PR #2399, opened 2019-04-13
hazeremoval: OpenCL implementation

rabauke:
Now where we have a proper OpenCL implementation of the guided filter, also the haze removal module can be implemented in OpenCL.


TurboGit:
Looks good, working fine. Thanks.

Just a comment about style, I would like to have all the new lines added into a separate commit. In fact I'm not even sure we want double empty line after each function.

PR #2411, opened 2019-04-15
UI: set font weight to normal in history stack

rabauke:
The bold font weight for items of the history stack gives (imho) too much emphasis to the history stack. Looks distracting to me. Fixes also some inconsistency in the font selection.


TurboGit:
Looks good to me. Thanks.

PR #2765, opened 2019-07-01
exif: Calculate focus distance for Sony cameras

cryptomilk:
This is required to calculate vignetting correction. This will be supported with exiv2 0.27.2. Tested with 0.27.2 RC2.


TurboGit:
Looks good to me. Thanks.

***

● What the exercise asks: Tally up the lines in the records that contain the word "implementation" and give only the total.

● Task response: 2